Start of Given records

Issue #4701, opened 2023-11-17
Multiple Definition Again


Phantom1003:
The bug I meet is similar to #4416, however, the difference point is that objects with different types are assigned with same name.

```
/usr/bin/ld: VTestbench__ALL.a(VTestbench___024root__DepSet_h17da5287__0__Slow.o): in function `VTestbench___024root___eval_initial__TOP__0(VTestbench___024root*)':
VTestbench___024root__DepSet_h17da5287__0__Slow.cpp:(.text+0x437): multiple definition of `VTestbench___024root___eval_initial__TOP__0(VTestbench___024root*)';
VTestbench__ALL.a(VTestbench___024root__DepSet_h17da5287__0.o):VTestbench___024root__DepSet_h17da5287__0.cpp:(.text+0x9a45): first defined here
```

In `VTestbench___024root__DepSet_h17da5287__0__Slow.cpp`, there is a `VL_ATTR_COLD void VTestbench___024root___eval_initial__TOP__0(VTestbench___024root* vlSelf)`, while the type of the `VTestbench___024root___eval_initial__TOP__0` in `VTestbench___024root__DepSet_h17da5287__0.cpp` is `VL_INLINE_OPT VlCoroutine VTestbench___024root___eval_initial__TOP__0(VTestbench___024root* vlSelf)`.

I use the latest v5.018 verilator.

Sorry, I cannot provide a testcase as this is from a private project. However, I can provide a stripped version if necessary. The bug occurs while using macros to conditionally define signals.

wsnyder:
Please run with --debug, look in the generated obj_dir/*990_final.tree file for two lines with `CFUNC ... VTestbench___024root___eval_initial__TOP__0` and see what the "<letterNUMBERS>" is on those two lines, this corresponds to the filename and line number of the offending code (see internals.rst for more info).  That should help you make a test case.

wsnyder:
Good find, yes Slow and non-Slow use the same function naming space in C, so they should share the same counter.

Phantom1003:
I discovered that there's a namespace conflict in the `orderSequentially` function after some research. @wsnyder, you can find it at: https://github.com/verilator/verilator/blob/b8417abee5f10c782315059da83caec582b17785/src/V3Sched.cpp#L425-L443

To elaborate, in the `splitCheck` function (line 443), we append `__NUM` after the original function name to generate a new function name. However, we also append `__NUM` to the coroutine function's name at line 432. 

[...]

PR #4707, opened 2023-11-20
Fix conflicted namespace for coroutine (#4701)

Phantom1003:
Fix the conflicted namespace for coroutine from #4701


Phantom1003:
Cool, glad to see all of them have passed.

Issue #4605, opened 2023-10-21
Fix variable resolution in some packages broken in 5126689


gezalore:
https://github.com/verilator/verilator/commit/51266898ec495196eb8187314bd3d96fdfc62dd8 introduces a failure on an old version of OpenTitan I'm using.

Unfortunately I don't have time to make a smaller case, so I tarred up my sources. To reproduce, run `verilator -f options.f` in the archive directory
[titan.tar.gz](https://github.com/verilator/verilator/files/13061894/titan.tar.gz)

Reverting the change to `AstNode::sameTreeIter` here is a fix:

https://github.com/verilator/verilator/commit/51266898ec495196eb8187314bd3d96fdfc62dd8#diff-e906e55f643fad56cc33abbacd2ffe7aa795a2fce460389336d160a1d7a4c5eaL1085

@RRozak would you mind attempting a more proper fix?

gezalore:
Note: GDB suggested an AstNodeVarRef to a variable inside a package does not have `classOrPackagep` set, but I don't see how that is related to the patch that introduced this...

RRozak:
I will look into it, but unfortunately not in the next few days.

gezalore:
Appreciate it regardless

RRozak:
I fixed it: https://github.com/verilator/verilator/pull/4723.
As you said, the problem was with `classOrPackagep` field.
The revert helped, because due to it, an additional variable was added, which was passed to a port instead of the original value defined in a package.

gezalore:
Thanks again for tracking this down

PR #4723, opened 2023-11-29
Fix parameter passing to ports

RRozak:
It fixes https://github.com/verilator/verilator/issues/4605.
Currently on master, variable references that are created to handle inlining of modules don't have `classOrPackagep` field set. This PR fixes it.

### DIFF
--- a/src/V3Inline.cpp
+++ b/src/V3Inline.cpp
@@ -375,6 +375,7 @@ class InlineRelinkVisitor final : public VNVisitor {
                 return;
             } else if (const AstVarRef* const vrefp = VN_CAST(varp->user2p(), VarRef)) {
                 nodep->varp(vrefp->varp());
+                nodep->classOrPackagep(vrefp->classOrPackagep());
             } else {
                 nodep->v3fatalSrc("Null connection?");
             }
--- a/src/V3Inline.cpp
+++ b/src/V3Inline.cpp
@@ -283,7 +283,7 @@ class InlineRelinkVisitor final : public VNVisitor {
             // user2p is either a const or a var.
             FileLine* const flp = nodep->fileline();
             AstConst* const exprconstp = VN_CAST(nodep->user2p(), Const);
-            AstVarRef* const exprvarrefp = VN_CAST(nodep->user2p()->cloneTree(false), VarRef);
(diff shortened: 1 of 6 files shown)


src/V3Inline.cpp
```diff
@@ -283,7 +283,7 @@ class InlineRelinkVisitor final : public VNVisitor {
             // user2p is either a const or a var.
             FileLine* const flp = nodep->fileline();
             AstConst* const exprconstp = VN_CAST(nodep->user2p(), Const);
-            const AstVarRef* const exprvarrefp = VN_CAST(nodep->user2p(), VarRef);
+            AstVarRef* const exprvarrefp = VN_CAST(nodep->user2p()->cloneTree(false), VarRef);
```
gezalore, line 286: I think you are leaking the clone now, in the first `if (exprconstp)` breanch below, as it is not added to the tree in that case.

gezalore (commented):
Thanks for the fix.

src/V3Inline.cpp
RRozak: Yes, you're right. I will fix it.

src/V3Inline.cpp
```diff
@@ -296,30 +296,32 @@ class InlineRelinkVisitor final : public VNVisitor {
                 // remove the change detection on the output variable.
                 UINFO(9, "public pin assign: " << exprvarrefp << endl);
                 UASSERT_OBJ(!nodep->isNonOutput(), nodep, "Outputs only - inputs use AssignAlias");
-                m_modp->addStmtsp(
-                    new AstAssignW{flp, new AstVarRef{flp, exprvarrefp->varp(), VAccess::WRITE},
-                                   new AstVarRef{flp, nodep, VAccess::READ}});
+                m_modp->addStmtsp(new AstAssignW{flp, exprvarrefp->cloneTree(false),
```
gezalore, line 299: Please also add an assert for `exprvarrefp->access() == VAccess::WRITE` (or clone and force to VAccess::WRITE), unless you can prove this is always correct as is (I can't).

RRozak: The assert for `nodep` being an output port is just above and variable references passed to output ports are marked as `WRITE`.

PR #4726, opened 2023-11-29
vpi_iterate packages with vpiInstance

toddstrader:
Support vpi_iterate() over vpiInstance

### DIFF
--- a/test_regress/t/t_vpi_package.cpp
+++ b/test_regress/t/t_vpi_package.cpp
@@ -1,0 +1,217 @@
+// -*- mode: C++; c-file-style: "cc-mode" -*-
+//*************************************************************************
+//
+// Copyright 2010-2011 by Wilson Snyder. This program is free software; you can
+// redistribute it and/or modify it under the terms of either the GNU
+// Lesser General Public License Version 3 or the Perl Artistic License
+// Version 2.0.
+// SPDX-License-Identifier: LGPL-3.0-only OR Artistic-2.0
+//
+//*************************************************************************
+
+#ifdef IS_VPI
+
+#include "sv_vpi_user.h"
+
+#include <cstdlib>
+
+#else
+
+#include "verilated.h"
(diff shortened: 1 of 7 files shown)


test_regress/t/t_vpi_package.cpp
```diff
@@ -0,0 +1,216 @@
...
+            if (strcmp("t", fullname)) return __LINE__;
+            if (found_t) return __LINE__;
+            found_t = true;
+        } else if (!strcmp("somepackage", name)) {
+            if (strcmp("somepackage::", fullname)) return __LINE__;
+            if (found_somepackage) return __LINE__;
+            found_somepackage = true;
+            // NOCOMMIT -- fix names
+        } else if (!strcmp("\\$unit ", name)) {
+            if (strcmp("\\$unit ::", fullname)) return __LINE__;
```
toddstrader, line 111: The scope name for `$unit` is `\$unit ` (with a trailing space).  I'm going to try to fix this, but is there some reason it is this way?

toddstrader:
Relates to:
https://github.com/cocotb/cocotb/pull/3536

test_regress/t/t_vpi_package.cpp
wsnyder: The $ needs escaping because it's otherwise illegal as a Verilog symbol.  Once escaped, escaped identifiers need to end with a space.   It might be that other simulators ignore that and just use the $ directly, but I suspect you will then run into issues that the Verilator name quoting rules don't like it being inconsistent.  So anyhow, be prepared this might be a much more complicated issue than appears.

toddstrader: What about the trailing space?  Is that intentional / meaningful as well?

Also, how do you feel about adding a special case to `name()` and `fullname()` in `VerilatedVpioPackage`?  That feels like perhaps the easiest way to tackle this.

And yes, other simulators do **all** sorts of other things.

PR #4727, opened 2023-11-30
Internals: Use astgen for cross-node pointers. No functional change i…

wsnyder:
This internal cleanup removes the hand-coded node-to-node pointers in the AstNode structures and replaces them with astgen-generated pointers.  e.g.

```
class AstNodeCCall VL_NOT_FINAL : public AstNodeExpr {
    // @astgen op2 := argsp : List[AstNodeExpr]  // ...
    //
    // @astgen ptr := m_funcp : AstCFunc  // <---- ADDED
```

This pull also automates creating brokenGen() to check the pointers, and cloneRelinkGen using this new information, and that allows removing most of the old hand-coded versions.  A new V3Dead stage in development may also use this. At some point I may also auto-generate accessors.

@gezalore, thoughts welcome.


src/V3AstNodes.cpp
```diff
@@ -33,31 +34,16 @@
...
-    return nullptr;
-}
-
 AstIface* AstIfaceRefDType::ifaceViaCellp() const {
     return ((m_cellp && m_cellp->modp()) ? VN_AS(m_cellp->modp(), Iface) : m_ifacep);
 }
 
 const char* AstNodeFTaskRef::broken() const {
-    BROKEN_RTN(m_taskp && !m_taskp->brokeExists());
     BROKEN_RTN(m_classOrPackagep && !m_classOrPackagep->brokeExists());
```
gezalore, line 42: Covered by `brokenGen`

src/V3AstNodes.cpp
```diff
@@ -951,12 +901,10 @@ AstNode* AstArraySel::baseFromp(AstNode* nodep, bool overMembers) {
...
-    BROKEN_RTN(!labelp()->brokeExistsBelow());
+    BROKEN_RTN(!m_labelp);
+    BROKEN_RTN(!m_labelp->brokeExistsBelow());
     return nullptr;
 }
-void AstJumpBlock::cloneRelink() {
-    if (m_labelp->clonep()) m_labelp = m_labelp->clonep();
-}
 
 const char* AstScope::broken() const {
```
gezalore, line 909: These in `AstScope` look standard to me, should they be generated?

src/astgen
```diff
@@ -653,6 +663,21 @@ def read_types(filename, Nodes, prefix):
                                   "Aliased op" + str(n) + " is not defined")
                         else:
                             node.addOp(n, ident, *op[1:])
+                elif what in ("ptr"):
```
gezalore, line 666:
```suggestion
                elif what == "ptr":
```
(a single element tuple would be `("ptr",)`)

src/astgen
```diff
@@ -653,6 +663,21 @@ def read_types(filename, Nodes, prefix):
...
+                    ident, sep, kind = partitionAndStrip(rest, ":")
+                    ident = ident.strip()
+                    if not re.match(r'^m_(\w+)$', ident):
+                        error(
+                            lineno, "Malformed '@astgen " + what +
+                            "' directive (expecting '" + what +
+                            " := <identifier>': " + ident)
```
gezalore, line 673: Consider adding a hint in the error message that we need the `<identifier>` to start with a `m_` prefix.

gezalore (commented):
I think this is great in general.

Can we automatically enforce somehow that all references use this mechanism, so people don't accidentally add a new member manually? Sounds like we would need to parse C++ so maybe the answer is no.

You can also consider auto generating the common parts of the `dump` methods.

Someone could also generate some code to add the links in `dumpTreeDot` which is helpful to new developers.

PR #4728, opened 2023-11-30
Fix block names of nested do..while loops

RRozak:
Currently on master, nested `do..while` loops may result in an error about duplicated blocks. The problem occurs only if a body of an inner loop has a variable declaration or if it is named.This PR fixes it by adding a prefix to the name of the `begin` in a `while` loop, like it is currently done with the `begin` added before the `while`.


wsnyder (approved):
Thanks, feel free to squash merge once passes.

PR #4733, opened 2023-12-02
Improve W primitive operations with -Oz

gezalore:
clang -Oz generates some truly dreadful code for simple memset/memcpy loops (https://godbolt.org/z/eGranTssP), so call memset/memcpy explicitly. (For other optimization levels, it was generating memset/memcpy for these loops anyway)


include/verilated_funcs.h
```diff
@@ -325,6 +325,13 @@ uint64_t vl_time_pow10(int n) VL_PURE;
 //===================================================================
 // SETTING OPERATORS
 
+static inline WDataOutP VL_MEMSET_W(WDataOutP owp, int val, int words) VL_MT_SAFE {
+    return static_cast<WDataOutP>(memset(owp, val, words * sizeof(EData)));
+}
+static inline WDataOutP VL_MEMCPY_W(WDataOutP owp, WDataInP const iwp, int words) VL_MT_SAFE {
+    return static_cast<WDataOutP>(memcpy(owp, iwp, words * sizeof(EData)));
```
wsnyder, line 332:
```suggestion
    return static_cast<WDataOutP>(std::memset(owp, val, words * sizeof(EData)));
}
static inline WDataOutP VL_MEMCPY_W(WDataOutP owp, WDataInP const iwp, int words) VL_MT_SAFE {
    return static_cast<WDataOutP>(std::memcpy(owp, iwp, words * sizeof(EData)));
```

include/verilated_funcs.h
```diff
@@ -519,18 +522,19 @@ static inline void VL_ASSIGNBIT_WO(int bit, WDataOutP owp) VL_MT_SAFE {
...
     return owp;
 }
 static inline WDataOutP VL_EXTEND_WW(int obits, int lbits, WDataOutP owp,
                                      WDataInP const lwp) VL_MT_SAFE {
-    for (int i = 0; i < VL_WORDS_I(lbits); ++i) owp[i] = lwp[i];
-    for (int i = VL_WORDS_I(lbits); i < VL_WORDS_I(obits); ++i) owp[i] = 0;
+    const int lwords = VL_WORDS_I(lbits);
+    VL_MEMCPY_W(owp, lwp, lwords);
+    VL_MEMSET_W(owp + lwords, 0, VL_WORDS_I(obits) - lwords);
     return owp;
```
wsnyder, line 538:
```suggestion
    VL_MEMSET_W(owp + lwords, 0, VL_WORDS_I(obits) - lwords);
    return VL_MEMCPY_W(owp, lwp, lwords);
```

I suspect this will typically be equal or faster as cache misses for reading the lwp can be hidden under the zero.

include/verilated_funcs.h
```diff
@@ -549,23 +553,24 @@ static inline QData VL_EXTENDS_QQ(int, int lbits, QData lhs) VL_PURE {
...
-    for (int i = 1; i < VL_WORDS_I(obits); ++i) owp[i] = sign;
+    VL_MEMSET_W(owp + 1, sign, VL_WORDS_I(obits) - 1);
     return owp;
 }
 static inline WDataOutP VL_EXTENDS_WQ(int obits, int lbits, WDataOutP owp, QData ld) VL_MT_SAFE {
     VL_SET_WQ(owp, ld);
     const EData sign = VL_SIGNONES_E(lbits, owp[1]);
     owp[1] |= sign & ~VL_MASK_E(lbits);
-    for (int i = VL_WQ_WORDS_E; i < VL_WORDS_I(obits); ++i) owp[i] = sign;
+    VL_MEMSET_W(owp + VL_WQ_WORDS_E, sign, VL_WORDS_I(obits) - VL_WQ_WORDS_E);
```
wsnyder, line 563: After quick confirmation by experiment, compilers don't seem optimize this, as they reasonably doesn't understand that the sign can be applied word-by-word instead of byte-by-byte. The compilers do seem to handle 0xff as a constant efficiently, which was impressive.  So...

```suggestion
    if (sign) {
        VL_MEMSET_W(owp + VL_WQ_WORDS_E, 0xff, VL_WORDS_I(obits) - VL_WQ_WORDS_E);
     } else {
        VL_MEMSET_W(owp + VL_WQ_WORDS_E, 0, VL_WORDS_I(obits) - VL_WQ_WORDS_E);
     }
```

After writing that maybe it's better to convert val to a bool in VL_MEMSET that selects a hardcoded all zeros or ones, as that will avoid future misuse of non-constant memset values.

Similar below

wsnyder (commented):
I sometimes compile without optimization as it gives faster debug cycles, so I wonder if we should avoid adding a function wrapper for VL_MEMSET/CPY and should use a macro instead?

gezalore:
> I sometimes compile without optimization as it gives faster debug cycles, so I wonder if we should avoid adding a function wrapper for VL_MEMSET/CPY and should use a macro instead?

How about function with VL_ATTR_ALWINLINE? (It does work with -O0)

include/verilated_funcs.h
gezalore: I'm not a fan of the bool argument while also calling it "memset", so I added VL_MEMSET_ZERO_W and VL_MEMSET_ONES_W. with no val argument. If you want a guaranteed const argument, using a template can enforce that, but let's not add that just now for compilation speed reasons.

wsnyder:
>How about function with VL_ATTR_ALWINLINE? (It does work with -O0)

Works for me.

include/verilated_funcs.h
```diff
@@ -549,23 +559,36 @@ static inline QData VL_EXTENDS_QQ(int, int lbits, QData lhs) VL_PURE {
 static inline WDataOutP VL_EXTENDS_WI(int obits, int lbits, WDataOutP owp, IData ld) VL_MT_SAFE {
     const EData sign = VL_SIGNONES_E(lbits, static_cast<EData>(ld));
     owp[0] = ld | (sign & ~VL_MASK_E(lbits));
-    for (int i = 1; i < VL_WORDS_I(obits); ++i) owp[i] = sign;
+    if (sign) {
```
wsnyder, line 562: Push owp[0] into the if branches, then can remove sign as a variable.   (It was otherwise before to avoid the branch, but now it's there....)

Similar below.

With those feel free to squash merge once passes.

wsnyder: Note also you can use just "if (VL_SIGN_I(lbits, ld))" to save an instruction vs VL_SIGNONES_E.  Though compiler might figure that out itself.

End of Given records

- **What the task asks**
Locate the word "loops" in the data above. Copy every line carrying it.

- **The answer**
Fix block names of nested do..while loops
Currently on master, nested `do..while` loops may result in an error about duplicated blocks. The problem occurs only if a body of an inner loop has a variable declaration or if it is named.This PR fixes it by adding a prefix to the name of the `begin` in a `while` loop, like it is currently done with the `begin` added before the `while`.
clang -Oz generates some truly dreadful code for simple memset/memcpy loops (https://godbolt.org/z/eGranTssP), so call memset/memcpy explicitly. (For other optimization levels, it was generating memset/memcpy for these loops anyway)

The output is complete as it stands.